URLs¶

3LC objects are identified by URLs, which are represented by the tlc.Url class in the Python API. URLs can refer to files on disk, or objects on cloud storage such as S3. An object’s URL is generally the location that it was read from and/or may be written to.

Schemes¶

3LC supports file paths and various cloud storage locations, each with a different scheme. A URL scheme is the first part of the URL, up to the first :. The following cards summarize the available schemes, how to configure credentials and how to install necessary dependencies.

File file://

URLs representing file paths may refer to data on a local disk, a mapped network drive, etc. URLs with no scheme are interpreted as file path URLs.

Credentials

To read from or write to the file system, 3LC requires access to the underlying file system and the necessary permissions for the relevant files and directories. Make sure the user or process running 3LC has appropriate read and/or write permissions for the paths you intend to use (including referenced bulk data), or file operations may fail.

Amazon S3 s3://

Amazon S3 URLs refer to data stored in S3 buckets.

Credentials

The tlc package generally uses the boto3 credentials order when accessing data stored on S3. In particular, this means that AWS environment variables take precedence, then the shared credential file (~/.aws/credentials), then the AWS config file (~/.aws/config), then the instance metadata service if running on an Amazon EC2 instance that has an IAM role configured.

Google Cloud Storage gcs://

Google Cloud Storage (GCS) URLs refer to data stored in GCS buckets.

Credentials

The tlc package generally uses Google’s application default credentials order when accessing data stored on GCS. In particular, this means that the GOOGLE_APPLICATION_CREDENTIALS environment variable takes precedence, then the gcloud application default credentials, then the instance metadata service if running on a Google Compute Engine (GCE) instance with an attached service account.

Installation

GCS support is not enabled by default and may be enabled by installing the 3lc[gcs] extra.

Azure Blob Storage abfs://

Azure Blob storage URLs refer to data stored in Azure Blob containers.

Credentials

The tlc package supports access to Azure Blob storage using AZURE_STORAGE environment variables.
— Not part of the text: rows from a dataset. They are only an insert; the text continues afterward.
PR #558, opened 2022-11-03
Undefine `OpenSSL::SSL` for no socket platforms

kateinoigakukun:
This fixes a linkage error about `ossl_ssl_type` on platforms that do not have socket, like WASI.

Even before this patch, `OpenSSL::SSL::Socket.new` throws `NotImplementedError` under `OPENSSL_NO_SOCK` since https://github.com/ruby/ruby/commit/ee22fad45d394818690c4a7586d7bb576ba67c56 However, due to some new use of OpenSSL::SSL::Socket over the past few years, the build under `OPENSSL_NO_SOCK` had been broken.

This patch guards those new use of `OpenSSL::SSL::Socket` by `OPENSSL_NO_SOCK`.
* `SSLContext#servername_cb=`, which sets a callback taking a socket.
* `OpenSSL::Session`, which can accept a socket to create a new session.

### DIFF
--- a/ext/openssl/ossl_ssl.c
+++ b/ext/openssl/ossl_ssl.c
@@ -30,7 +30,6 @@
 } while (0)
 
 VALUE mSSL;
-static VALUE mSSLExtConfig;
 static VALUE eSSLError;
 VALUE cSSLContext;
 VALUE cSSLSocket;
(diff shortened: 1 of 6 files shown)


rhenium:
Should we disable OpenSSL::SSL entirely on `defined(OPENSSL_NO_SOCK)`? I don't think OpenSSL::SSL::SSLContext or Session without SSLSocket would be useful at all.

kateinoigakukun:
@rhenium That makes sense to me :+1:

ext/openssl/ossl_ssl.c
```diff
@@ -2598,6 +2601,11 @@ Init_ossl_ssl(void)
      */
     mSSLExtConfig = rb_define_module_under(mOSSL, "ExtConfig");
 
+#ifdef OPENSSL_NO_SOCK
+    rb_define_const(mSSLExtConfig, "OPENSSL_NO_SOCK", Qfalse);
+#else
+    rb_define_const(mSSLExtConfig, "OPENSSL_NO_SOCK", Qtrue);
+
```
rhenium, line 2608: mSSLExtConfig is meant for internal use (by lib/*.rb). This constant isn't actually used anymore. I think I forgot to remove it in commit 998d66712a78c623977db37fc8c6f95502b71d3c.

rhenium:
Let me push some additional commits.

rhenium:
Oops. We crossed each other.

kateinoigakukun:
Okay, no worries 🙏 now CI is green

rhenium:
Merged, thank you!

Common variations include:

  • AZURE_STORAGE_ACCOUNT_NAME and AZURE_STORAGE_ACCOUNT_KEY

  • AZURE_STORAGE_ACCOUNT_NAME and AZURE_STORAGE_SAS_TOKEN

  • AZURE_STORAGE_CONNECTION_STRING

Installation

Azure Blob Storage support is not enabled by default and may be enabled by installing the 3lc[abfs] extra.

Cloud credential configuration across multiple processes using tlc

It is common with 3LC to run multiple processes that each use the tlc Python package independently, such as a training notebook and the 3LC Object Service. In order for those different components in different processes to interoperate correctly with respect to cloud storage URLs, it is important to configure their cloud credentials in a compatible way. For example, if cloud credentials are configured via environment variables, it is likely that the same environment variables should be set for each process.

Object URLs¶

The tlc Python package provides a standard set of method arguments used for creating or retrieving objects by URLs. These are summarized in the table below:

Parameter

Description

table_name/run_name

The name of the object, corresponding to the last part of the URL.

dataset_name

The dataset name to use. Defaults to default-dataset.

project_name

The project name to use. Defaults to default-project.

root_url

The project root URL to use. Defaults to the PROJECT_ROOT_URL configuration variable.

if_exists

How to handle the case where the object already exists. Typical values are “overwrite”, “reuse”, “rename”, and “raise”

table_url/run_url

A fully-qualified custom URL to the object, disregarding the project folder structure.

Examples¶

Create a URL to a table or run:

import tlc

table_url = tlc.Url.create_table_url(table_name, dataset_name, project_name)
run_url = tlc.Url.create_run_url(run_name, project_name)

Create or retrieve a table from from some input data:

import tlc

data = {
    "column_1": [1, 2, 3],
    "column_2": ["a", "b", "c"]
}
table = tlc.Table.from_dict(data, table_name, dataset_name, project_name, if_exists="reuse")
# table is now a Table object with a URL of the form 
# <project_root>/<project_name>/datasets/<dataset_name>/tables/<table_name>

Common URL manipulation:

# Some examples of common URL manipulation
import tlc

# Create a unique URL from an existing one
url = tlc.Url.create_table_url(table_name, dataset_name, project_name)
unique_url = url.create_unique() # If a file or folder exists at the URL, appends a unique suffix
assert not unique_url.exists() # The URL is guaranteed to be unique

# Create a URL next to an existing one
url = tlc.Url.create_table_url(table_name, dataset_name, project_name)
next_to_url = url.create_sibling("new_table") # Creates a URL next to the existing one, with the name "new_table"
# Any object created at next_to_url will be in the same folder as the original object,
# and thereby belong to the same project and dataset (if applicable).